(Stored data entries)

>>>>>

PR #202, opened 2022-11-18
pCO2, Piston velocity and solubility output

### LINKED ISSUE #31: Add output for actually used atmopheric pCO2 and pCO2 water vapour correction
Atmospheric CO2 mixing ratio in the gas exchange formulation is modified by sea level pressure and a water vapour correction in the gas exchange formulation, but these are not in the output, so the true Delta pCO2 used cannot be traced.

jmaerz:
Hi Tomas, hi Jörg,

<<<<<

Set aside each line above that includes the string "water" and report it.

### LINKED ISSUE #31: Add output for actually used atmopheric pCO2 and pCO2 water vapour correction
Atmospheric CO2 mixing ratio in the gas exchange formulation is modified by sea level pressure and a water vapour correction in the gas exchange formulation, but these are not in the output, so the true Delta pCO2 used cannot be traced.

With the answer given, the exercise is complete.